* _Input data_
Issue #195, opened 2021-12-07
X-axis on parameters in the plot view is not ordered correctly


oysteoh:

DanSava:
I don't think there is an issue with the parameters x-axis:
There might be a small issue with the y-axis but it is not critical in my opinion.

**Side by side comparison QT plotter with Webviz-ERTside by side comparison QT plotter with Webviz-ERT**:
![Screenshot from 2021-12-08 13-49-53](https://user-images.githubusercontent.com/4508053/145203986-4b41c3ae-a353-4c0a-bfe3-70a45ffb48a2.png)

The shape of the parameter histogram seems to be correct so I am not sure what the problem would be with the x-axis of the parameters for the webviz-ert case. 

But there seems to be an issue with the x-axis for the responses in the plot view

PR #201, opened 2021-12-08
Remove record data index sorting not really needed 

DanSava:
**Issue**
Index sorting is also prone to issues when sorting ints that have been converted to strings

Resolves: #195

### DIFF
--- a/webviz_ert/data_loader/__init__.py
+++ b/webviz_ert/data_loader/__init__.py
@@ -219,7 +219,7 @@ class DataLoader:
                     params={"realization_index": rel_idx},
                 )
                 stream = io.BytesIO(resp.content)
-                df = pd.read_parquet(stream).transpose().sort_index()
+                df = pd.read_parquet(stream).transpose()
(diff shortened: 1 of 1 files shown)


frode-aarstad:
I am not really able to reproduce what this was supposed to fix. I remember @DanSava showing a webviz plot that had this problem when discussing perfomance. Could you please tell me how you made that dataset.

oysteoh:
> I am not really able to reproduce what this was supposed to fix. I remember @DanSava showing a webviz plot that had this problem when discussing perfomance. Could you please tell me how you made that dataset.

At least I can reproduce and verify it is actually working. I edited the poly-case to run `ensemble_experiment` with 20 iterations instead of 10. In the `Plot Viewer` select the ensemble and then the `response` `poly_res@0`. Without Dan's fix i will get the x-axis like this `0, 1, 10, 11 ... 19, 2 .. 9` - with Dan's fix it is in the correct order.

frode-aarstad (approved):

PR #215, opened 2022-02-09
Cache ensemble model application level not page level

### LINKED ISSUE #213: Improve ensemble caching
**Is your feature request related to a problem? Please describe.**
Currently, ensemble models are cached per page (i.e. Plot Viewer, Response Correlation Viewer, etc). This means when a page is opened by a user for the first time the ensemble models are created if that page was not opened before, even though the same ensemble model is common for all pages. 

**Describe the solution you'd like**
Consider caching at the application level

DanSava:
**Issue**
Resolves #213

**Approach**
Cache ensemble model at the application level

### DIFF
--- a/webviz_ert/controllers/observation_response_controller.py
+++ b/webviz_ert/controllers/observation_response_controller.py
@@ -113,8 +113,8 @@ def observation_response_controller(parent: WebvizErtPluginABC, app: dash.Dash) 
                     selection=None
                 )  # What about selections?
                 if summary_df is not None:
-                    data_dict[parent.ensembles[ensemble_id]._name] = summary_df
-                colors[parent.ensembles[ensemble_id]._name] = color["color"]
+                    data_dict[ensemble._name] = summary_df
+                colors[ensemble._name] = color["color"]
             if data_dict:
                 plot = MultiHistogramPlotModel(
                     data_dict,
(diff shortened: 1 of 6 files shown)


webviz_ert/controllers/observation_response_controller.py
```diff
@@ -113,8 +113,8 @@ def update_graph(
                     selection=None
                 )  # What about selections?
                 if summary_df is not None:
-                    data_dict[parent.ensembles[ensemble_id]._name] = summary_df
-                colors[parent.ensembles[ensemble_id]._name] = color["color"]
+                    data_dict[ensemble._name] = summary_df
```
oysteoh, line 116: Should we do a refactoring / expose name as a property in EnsembleModel class avoid the use of private members?

oysteoh:
Looking good - tested on a fairly big case and now it is actually usable! Really nice improvement to the performance ! Had one minor comment regarding exposure/consuming `private` _name member of the EnsembleModel - except that i'm ready to approve :rocket:

webviz_ert/controllers/observation_response_controller.py
DanSava: Good idea, I avoided doing it as part of this PR given that it was not really related to what I was trying to do. But I don't mind doing it as part of this PR if you are also OK with it.

DanSava: Done

oysteoh (approved):

PR #220, opened 2022-02-16
Remove front page and load plot viewer directly

oysteoh:


DanSava:
If we remove the mention in `webviz-config.yml`, do we still need `webviz_ert/plugins/_ensemble_overview.py` and if not I guess the tests also need to be updated.

oysteoh:
> If we remove the mention in `webviz-config.yml`, do we still need `webviz_ert/plugins/_ensemble_overview.py` and if not I guess the tests also need to be updated.

guess not - cannot see any reason for it .... I will remove 👍

frode-aarstad (approved):
LGTM

PR #222, opened 2022-02-21
Improve usability of the ensemble selector

### LINKED ISSUE #217: Improve usability of the case view
The current case view is very hard to navigate. Also, the discoverability of how to select multiple cases is low (based on user feedback). I suggest we replace it with a simple select list for now.

DanSava:
**Issue**
Resolves #217

**Approach**
Fix min and max zoom levels
Add tooltip information for selection of multiple ensembles

If not enough last resort use the same hack as parameter or result selection controllers


oysteoh:
I think it is at least much better with this approach limiting the zoom and also adding some tooltip to indicate functionality. That said, not sure if it still looks good, but this has been discussed before - it is hard to come up with something which works nice here! But - lets discuss tomorrow! Also - the minimize seems a bit weird - ending up like a "transparent frame" down right bottom with me - but now not able to zoom to select anything. Minimize should maybe just collapse it into a button or something ( if we choose to continue with this approach as you propose ).

webviz_ert/controllers/ensemble_selector_controller.py
```diff
@@ -7,155 +7,80 @@
 from webviz_ert.models import load_ensemble
 import webviz_ert.assets as assets
```
oysteoh, line 8: not used anymore

oysteoh:
Just a general comment while quickly looking through the changes, a lot of unused imports in the controllers - not related to your changes but might as well clean that up in a separate commit ?

And - cytoscape i think can be removed from requirements?

DanSava:
> Just a general comment while quickly looking through the changes, a lot of unused imports in the controllers - not related to your changes but might as well clean that up in a separate commit?

There are a lot of things that need to be clean up in this repo, but yes maybe a separate commit with at least cleaning imports is not a bad idea. 

> And - cytoscape i think can be removed from requirements?

Yes, I think it can be removed. I was not aware it was a requirement :open_mouth:

oysteoh:
I think this looks good for now! We can discuss further if we should move it / change layout, but functionality is what we was looking for and i think now this is a much better solution ! :rocket:

oysteoh (approved):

* _Exercise directions_
Pull every line containing the string "same" out of the data above and copy it.

* _Your solution_
Currently, ensemble models are cached per page (i.e. Plot Viewer, Response Correlation Viewer, etc). This means when a page is opened by a user for the first time the ensemble models are created if that page was not opened before, even though the same ensemble model is common for all pages. 
If not enough last resort use the same hack as parameter or result selection controllers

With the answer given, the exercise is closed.